WAVY / TALLI / SMALLI : a Design System Vase Sets

During this quarter, I collaborated with my partner Nicole to create a series of vases that she designed. We implemented each vase in Rhino and Grasshopper, but did not use parametric design.

For this project, I started with this trio of designed vases to develop a parametric design system that allows the user to design a set of three vases.

The final system has a set of UI controls that allow the user to explore a high-level parameter space. Changes to each UI control can result in multiple changes to multiple vases in the trio.

By considering a trio of vases instead of a single vase, I seek to implement a parametric design space that affords end users the ability to quickly design multiple vases that are beautiful and functional individually and as a set.

Step 1: The Vases

For each vase, we started with a curve, either implemented in Rhino from a sketch, or imported as an SVG. Nicole created the curves for Talli and Smalli in a design program called Sketch and exported them as SVG. To implement the 3D geometry, we brought the curve into Grasshopper and constructed simple data flows using offset, extrude, and difference/union operations.

Nicole and I first created what we call "Wavy" vase. Its form was inspired by a perfume packaging box.

Upon completion of Wavy Vase, and satisfaction of using it to decorate our home, Nicole hatched the idea of creating a set of vases inspired by Ikebana.

She then designed the "Talli" vase, inspired by Roman pillars. Most recently, she designed the "Smalli" vase, with its rounded half-moon form designed to complement Wavy and Talli.

Step 2: Starting With Size Relationships

In the design process, we have been inspired by how Ikebana traditions have formalized relationships between sizes of branches/stems into strict rules.

While original ideas for the project involved codifying these rules directly into the design system, I decided instead to codify the concept of rules-based constraints, which allows for more creative freedom in constructing the parametric design space.

So instead of digging through Ikebana literature, I inspected Nicole's designs to motivate system constraints.

While the Moribana school uses a 2/3 ratio for cascading height calculations, Nicole decided on a 3/4 ratio for calculating heights.
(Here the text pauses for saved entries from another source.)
PR #3193, opened 2023-02-03
CMS API: Implement API Contract

jlledom:

This is the implementation of the API contract we agreed:

https://docs.google.com/document/d/14Lpu5T-ktDVUNl9SINtd7WRdew1x0f5qDzFngThZyV8/edit

[THREESCALE-8992](https://issues.redhat.com/browse/THREESCALE-8992)

**Verification steps** 

Call the endpoints to check they match the format in the document

Finally there will be breaking changes. We decided to not return fields that make no sense for the type being returned, that breaks responses for all builtin types, which were returning non-sensic info. This is the complete list of changes:

#### Sections

- Two tags for sections: `<section>` and `<builtin_section> `. It was always `<section>` before and the client couldn't know which type of section was being returned **[BREAKING]**
- Long responses now return a list of contents in the format: `<type><id/></type>`

#### Files

- Removed: `<tag_list>` **[BREAKING]**
- Added: `<downloadable>`, `<content_type>`

#### Templates

- **All**: Return draft and published contents inside a CDATA wrapper
- **Page**: Replace `<layout>` (containing the name) by `<layout_id>` **[BREAKING]**
- **Builtin page**:
  - Removed: `<system_name>`, `<liquid_enabled>` **[BREAKING]**
  - Added: `<title>`, `<layout_id>` 
- **Layout**:
  - Removed: `<content_type>`, `<handler>` **[BREAKING]**
- **Builtin Partial & Partial**:
  - Removed: `<content_type>`, `<handler>`, `<liquid_enabled>` **[BREAKING]**


josemigallas (approved):
Codewise LGTM, haven't checked the actual responses.

app/controllers/admin/api/cms/sections_controller.rb
```diff
@@ -101,9 +102,19 @@ def destroy
...
-    end
+  def find_section(contents: false)
+    q = current_account.sections
+    q = q.includes(:pages, :files, :builtins, :children) if contents
+    q = q.where(id: params[:id]).or(q.where(system_name: params[:id]))
+    q.load
+
+    raise ActiveRecord::RecordNotFound, "Couldn't find CMS::Section with id or system_name=#{params[:id]}" if q.empty?
+
+    @section = q.first
```
thalesmiguel, line 114: Is `system_name` uniq? I ask because I'm trying to understand if there's a possibility for this query to return multiple rows.
**IF** that's the case and since we only care about the first row, we should add a `limit` to the query. Or even use `find_by` with `OR`... Something like:
```ruby
@section = current_account.sections.tap do |query|
  query.includes(:pages, :files, :builtins, :children) if contents
  query.find_by('id = ? OR system_name = ?', params[:id], params[:id]) # Ouch double params[:id]
end.load
```

thalesmiguel (approved):
Just one comment there. Ready to be ignored.

app/controllers/admin/api/cms/sections_controller.rb
```diff
@@ -101,9 +102,19 @@ def destroy
...
 
   private
-    def find_section
-      @section = current_account.sections.find_by_id(params[:id]) || current_account.sections.find_by_system_name(params[:id])
 
-      raise ActiveRecord::RecordNotFound.new("Couldn't find CMS::Section with id or system_name=#{params[:id]}") if @section.nil?
-    end
+  def find_section(contents: false)
+    q = current_account.sections
+    q = q.includes(:pages, :files, :builtins, :children) if contents
```
akostadinov, line 108: When we discussed we agreed to include IDs as content. But to get these IDs, one has to perform 4 extra queries per request. Is it worth it when one can get pages, files, builtins and children specifying parent? Returning IDs doesn't seem to save on API calls or db queries :(

jlledom: I think it's worth it because:

1. This feature and the search filter are complementary and both are going to be implemented eventually. So if in the future client we decide that the best way to get the whole contents tree is using the search filter and not this, that's ok.
2. The UI shows the contents when opening a particular section, so we should provide the same feature for the API.
3. If we remove this, there won't be a way to get the contents for one section in one single request, we'll need to request all pages for the lists of templates, sections and files filtered by parent_id in order to build the list of childs of one section, which is in the best of cases 3 requests and much more DB queries, since every request queries for the account, permissions, etc.
4. I don't expect a high traffic for this API anyway.

app/models/cms/builtin.rb
```diff
@@ -135,20 +135,17 @@ class Page < CMS::Builtin
     def to_xml(options = {})
       xml = options[:builder] || Nokogiri::XML::Builder.new
 
-      xml.builtin_page do |x|
+      xml.__send__(CMS::XML::CLASS_TAG.call(self.class)) do |x|
```
akostadinov, line 138: I think you can do this without a lookup table like this:
```
self.class.name[5..-1].parameterize(separator: "_")
```

app/models/cms/builtin.rb
```diff
@@ -135,20 +135,17 @@ class Page < CMS::Builtin
...
           xml.created_at created_at.xmlschema
           xml.updated_at updated_at.xmlschema
         end
-
-        # x.title title
-        x.system_name system_name
-        x.liquid_enabled liquid_enabled
-
+        x.title title
+        x.layout_id layout_id
```
akostadinov, line 145: did we discuss this change in API, I'm sorry if I forgot

app/models/cms/builtin.rb
```diff
@@ -135,20 +135,17 @@ class Page < CMS::Builtin
...
         unless options[:short]
-          x.draft draft
-          x.published published
+          x.draft { |node| node.cdata draft }
+          x.published { |node| node.cdata published }
```
akostadinov, line 148: has to be tested if this works with CDATA including HTML content

app/models/cms/layout.rb
```diff
@@ -21,22 +21,18 @@ def content_type
...
       unless new_record?
         xml.id id
         xml.created_at created_at.xmlschema
         xml.updated_at updated_at.xmlschema
       end
-
+      x.title title
       x.system_name system_name
-      x.content_type content_type
-      x.handler handler
```
akostadinov, line 33: did we discuss these two also?

app/models/cms/page.rb
```diff
@@ -91,25 +91,24 @@ def mime_type
...
       end
-
       x.title title
+      x.section_id section_id
+      x.path path
+      x.layout_id layout_id
       x.system_name system_name
-      x.path(path) if respond_to?(:path)
-      x.hidden hidden?
-      x.layout layout_name
```
akostadinov, line 105: Also I don't remember discussing the removal of this one.

akostadinov, line 105: Also I don't remember discussing the removal of this one.

akostadinov, line 105: Also I don't remember discussing the removal of this one.

app/models/cms/partial.rb
```diff
@@ -19,21 +19,16 @@ def search
...
       unless new_record?
         xml.id id
         xml.created_at created_at.xmlschema
         xml.updated_at updated_at.xmlschema
       end
-
       x.system_name system_name
-      x.content_type content_type
-      x.handler handler
-      x.liquid_enabled liquid_enabled
```
akostadinov, line 32: I guess not relevant for partials?

akostadinov (changes requested):

app/controllers/admin/api/cms/sections_controller.rb
akostadinov: Getting IDs is also not content. If one needs the content, then one can request the other items with filter. It is common that UI and API do not translate 1-1 with each other.

akostadinov: Getting IDs is also not content. If one needs the content, then one can request the other items with filter. It is common that UI and API do not translate 1-1 with each other.

akostadinov: Getting IDs is also not content. If one needs the content, then one can request the other items with filter. It is common that UI and API do not translate 1-1 with each other.

mayorova: I also think it's nice to have the contents of the section (the IDs of the elements inside of it). But my only concern is that if we add it, it might be more difficult to remove this in future.
But I'd vote for including it, and maybe if we see that it gets much traffic, we can optimize it by implementing some more efficient queries with joins.

akostadinov: I think this is feature creep, when we don't know if something is useful or not but potentially inefficient.

In current state, it makes sense to me to include child objects summaries as well to the response, because we already get these from database anyway. So if client needs only summaries, then it will not have to perform further queries on children.

akostadinov: So I actually have a pretty strong opinion here to remove this content. When we write a client, we can easily and painlessly add it. What is the benefit to add it now? We don't set the feature in stone and adding it later should not break existing clients. I see no drawbacks to leave it out for now.

mayorova: I agree with the latest statement.
We can have this one feature in our "TODO"  (or "maybe TODO") list for future, and add it at any later point.

app/controllers/admin/api/cms/sections_controller.rb
jlledom: `system_name` is unique, yes. I prefer to not hardcode any SQL in the code that could make a future rails upgrades harder, so I'll stick to the `.where`  + `.first` approach. However, I actually like the `.tap` styling. I tried to adapt the current query to the tap styling but it doesn't work because `tap` always returns `current_account.sections` and the modifications inside the block are lost. Finally I'm leaving this as it was (sad face).

app/controllers/admin/api/cms/sections_controller.rb
jlledom: I removed this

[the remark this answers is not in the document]
jlledom: I removed the contents from the response

app/controllers/admin/api/cms/sections_controller.rb
```diff
@@ -101,9 +102,19 @@ def destroy
   end
 
   private
-    def find_section
-      @section = current_account.sections.find_by_id(params[:id]) || current_account.sections.find_by_system_name(params[:id])
 
-      raise ActiveRecord::RecordNotFound.new("Couldn't find CMS::Section with id or system_name=#{params[:id]}") if @section.nil?
-    end
+  def find_section(contents: false)
+    q = current_account.sections
```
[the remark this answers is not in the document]
jlledom: No need anymore! that code has been removed.

app/controllers/admin/api/cms/sections_controller.rb
```diff
@@ -101,9 +102,19 @@ def destroy
...
+    q = q.includes(:pages, :files, :builtins, :children) if contents
+    q = q.where(id: params[:id]).or(q.where(system_name: params[:id]))
+    q.load
```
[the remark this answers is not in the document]
jlledom: I'm totally for using services for all. Controller should only manage parameters and permissions, everything els is business logic and should be moved to services that can be easily unit tested. Anyway, I removed that query so no need for now.

app/models/cms/builtin.rb
jlledom: I think I prefer to leave the lookup table, because it works as a single source of truth for tags reference and shouldn't be a difference in performance, right?

app/models/cms/builtin.rb
jlledom: Not this in particular but we agreed to remove all non-sensic fields from responses. I realized about this fields after the call.

app/models/cms/layout.rb
jlledom: Same, removed for being fixed, empty or not applicable fields for this type.

app/models/cms/page.rb
jlledom: Same, removed for being fixed, empty or not applicable fields for this type.

jlledom: Same, removed for being fixed, empty or not applicable fields for this type.

app/models/cms/partial.rb
jlledom: Same, removed for being fixed, empty or not applicable fields for this type.

app/models/cms/builtin.rb
jlledom: I added tests for:

- HTML inside CDATA
- CDATA inside CDATA

test/integration/cms/api/templates_test.rb
```diff
@@ -135,6 +135,22 @@ def setup
         assert_equal '/cool', doc.xpath('/page/path').text
       end
 
+      {
+        HTML: '<html><body><p>This is a test</p></body></html>',
+        CDATA: '<![CDATA[<html><body><p>This is a test</p></body></html>]]>'
+      }.each do |name, published|
+        test "show a page with CDATA + #{name} content" do
```
akostadinov, line 142: nitpick
```suggestion
        test "show a page with #{name} inside the content" do
```

app/models/cms/builtin.rb
akostadinov: To me a transformation method would be a better source of truth because it immediately shows that there is a convention without the need to figure this out in the lookup table.

Ideally we would have a method `self.class.xml_tag` or if that is probably also valid for JSON, maybe `::response_tag` or `::data_tag` or something better. And I assume this method can be defined in some parent class.

test/integration/cms/api/templates_test.rb
jlledom: I committed this from the Github UI, first time ever!

app/models/cms/builtin.rb
jlledom: I committed the last idea: a new `self.class.data_tag` attribute

akostadinov (approved):
Thank you.

thalesmiguel (commented):
Just a couple notes:

1. The new (and nice) `CMS::DataTag` is added to classes that do not set a data_tag with `has_data_tag`. This results in classes with a `nil` data_tag class attribute. From the code i saw, this doesn't have an impact but I'm wondering **IF** we should include the module only on the classes that make use of it.
2. `CMS::DataTag` is missing a test and I think we should add a test for each class that uses `has_data_tag` to assert the data_tag value. This way, if someone in the future changes a tag, the test would break.

jlledom:
> 1. The new (and nice) `CMS::DataTag` is added to classes that do not set a data_tag with `has_data_tag`. This results in  classes with a `nil` data_tag class attribute. From the code i saw, this doesn't have an impact but I'm wondering **IF**  we should include the module only on the classes that make use of it.

It could only fail if `class.data_class` is being accessed for a Class without `has_data_tag`. I checked that `data_tag` has a value for all cases where it's being accessed. The only classes where `DataTag` is included but `has_data_tag` is not called are `CMS::EmailTemplate` and the ones inheriting from `CMS::Portlet::Base`. `CMS::EmailTemplate` isn't calling `self.class.data_tag` and `EmailTemplate.data_class` isn't being called from anywhere, so it shouldn't fail. About the `CMS::Portlet::*` classes, those aren't calling `data_tag` neither and they are going to be removed eventually.

> 2. `CMS::DataTag` is missing a test and I think we should add a test for each class that uses `has_data_tag` to assert the data_tag value. This way, if someone in the future changes a tag, the test would break.

I added a test for the module itself, but I'm not testing tags for CMS resources because that'll be part of [THREESCALE-8904](https://issues.redhat.com/browse/THREESCALE-8904)  (GSoC 2023), and I don't think it's worth to add tests to remove them in a few months.

akostadinov:
How is THREESCALE-8904 related to `#data_tag`?

thalesmiguel (dismissed):
🚀

app/models/cms/builtin.rb
```diff
@@ -111,10 +111,12 @@ class StaticPage < CMS::Builtin
       record.errors.add attr, :is_present if value.present?
     end
 
+    has_data_tag :builtin_page
+
     def to_xml(options = {})
       xml = options[:builder] || Nokogiri::XML::Builder.new
 
-      xml.builtin_page do |x|
+      xml.__send__(self.class.data_tag) do |x|
```
mayorova, line 119: Why this change for all classes? What is its benefit?

Not that I am opposing to it, but it makes it more difficult to understand what's going on (you need to go check what the `CMS::DataTag` module does... ).

app/models/cms/builtin.rb
```diff
@@ -132,23 +134,23 @@ def to_xml(options = {})
...
         unless new_record?
           xml.id id
           xml.created_at created_at.xmlschema
           xml.updated_at updated_at.xmlschema
         end
-
-        # x.title title
-        x.system_name system_name
```
mayorova, line 146: I don't remember what I said when we discussed this, but now checking this, I think maybe it makes sense to keep the `system_name` field. The titles of many built-in pages are the same ("New", "Show", "Index"), but the system name does explain what it is for (`applications/new`, `login/new` etc.).

app/models/cms/page.rb
```diff
@@ -91,25 +93,24 @@ def mime_type
...
+    xml.__send__(self.class.data_tag) do |x|
       unless new_record?
         x.id id
         x.created_at created_at.xmlschema
         x.updated_at updated_at.xmlschema
       end
-
       x.title title
+      x.section_id section_id
+      x.path path
```
mayorova, line 104: @jlledom Have you checked why it was `x.path(path)` before? Could it be that this pre-processing is still needed?

app/models/cms/builtin.rb
jlledom: Maybe it's over-engineering. This came from `CMS::Section` and `CMS::Builtin::Section` sharing the same tag `<section>`. That was wrong and I needed to add a different tag for `CMS::Builtin::Section`, but to do so I would've needed to add a new `#to_xml` method to that class in order to call it's father only to change the root tag name, like in [CMS::Builtin::Partial](https://github.com/3scale/porta/blob/769f3623c35554933512dbdbc1b532d4aa70efac/app/models/cms/builtin.rb#L254-L256) and [CMS::Partial](https://github.com/3scale/porta/blob/769f3623c35554933512dbdbc1b532d4aa70efac/app/models/cms/partial.rb#L22). I thought that was too complicated and it would be good to simplify the models. I moved root tag names to a different module `CMS::DataTag` and unified all classes to use it. Thanks to that I could remove `#to_xml` also from `CMS::Builtin::Partial`.

mayorova: OK, thanks for the explanation!

app/models/cms/page.rb
mayorova: Nevermind, sorry, I completely misread it before :facepalm: 

I somehow thought it was calling the `self.path` method https://github.com/3scale/porta/pull/3193/files#diff-9715ba077dc884135c880762dff0260b7b37c6ce7cd310855879c81551e4da35L33-L42

Of course it's not the case, but I am wondering what that method is for :thinking: It doesn't seem that it is used. But anyway, not part of this PR, we can clean up at some later point.

I am still wondering though, why in the original implementation it included `respond_to?(:path)` :thinking:  Any idea?

mayorova (approved):

app/models/cms/page.rb
jlledom: No worries! About `respond_to?(:path)`, I found the commit: https://github.com/3scale/system/commit/2a41b095b5244b21fe3a6d7bd2f2c0f51f7efa0c. It doesn't explain why it calls `respond_to?` but it seems redundant to me, since it's a column name, it must exist.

As for widths, the Talli vase is 3/4 the width of Wavy, and the Smalli vase is 2/3 the width of Wavy.

Step 3: Normalize the Curves

In order to apply site relationship rules to the vase, sizes of the curves needed to be normalized in one project.

Since the Wavy vase was the starting point, I chose its width as the base width.

After resizing the Talli and Small curves to this base width of 110mm, I brought in the Wavy grasshopper code and created a cluster.

At this point, I had height, wallthickness, and depth as my system-level parameters.

Additionally, I added a Vase Position parameter that moves the final geometry along the X axis.

Step 4: Talli / Smalli Clusters

Once I added the Talli grasshopper cluster, I was able to duplicate the cluster and use it to generate the Smalli vase. Clusters were a new concept to me, so it was nice to see that they are automatically linked so that changes are propagated automatically-- this made my Grasshopper development significantly easier.

Step 5: Hoisting and Abstracting Parameters

Once the clusters were all in place, I was ready to start hoisting parameters from the individual level up to the system level. The first parameters to address was height. I created a python script object that took one max-height value in as input along with a height ratio and calculated resulting heights for each vase in the trio:

talli_height = maxHeight;
wavy_height = maxHeight * height_ratio;
smalli_height = wavy_height * height_ratio;

Moving wall thickness up to the system level was straightforward.

Controlling width in the system took some experimenting to figure out a solution. Initially, I attempted using area of the wavy vase: width * depth * some_scaling_factor. My initial tests down this path seemed unfruitful, so I again returned to the designed objects. I know that Nicole was most concerned with the width of Talli and Smalli having a certain relation to the Wavy vase, so I decided to make this relationship a parameter in the system, and only use Wavy vase width as the input.

For these mappings, I diverge from Nicole's designs.

talli_diameter = wavy_width * width_ratio;
smalli_diameter = talli_diameter * 0.95;

My motivation here was to simplify the UI by only having one width_ratio parameter. While this design decision maintains a structural balance in that the Talli and Smalli vases will always be nearly the same diameter/width and therefore provide some balance to the Wavy vase, this design also significantly constraints the output space.

Step 6: Curve Filtering With RebuildCrv

Once height and width relationships were codified in the system, I wanted to explore ways of modifying the input curve that was used to generate the 3D geometry.

My first attempt was to explore tweening between curves. In the video above, you can see the result of tweening between Talli and Smalli curves. There are interesting possibilities with this direction, but it requires having more than three base curves to work with.

My second attempt was to use smoothing. While looking for a smoothing object in Grasshopper, I found this RebuildCrv object, that attempts to rebuild a curve using a specified number of segments. To me, this resonated as a resolution slider. As a bonus, the object also has a smoothing degree input.

In the second video above, you can see the possibilities enabled by having these global resolution and smoothing sliders exposed at the system UI level.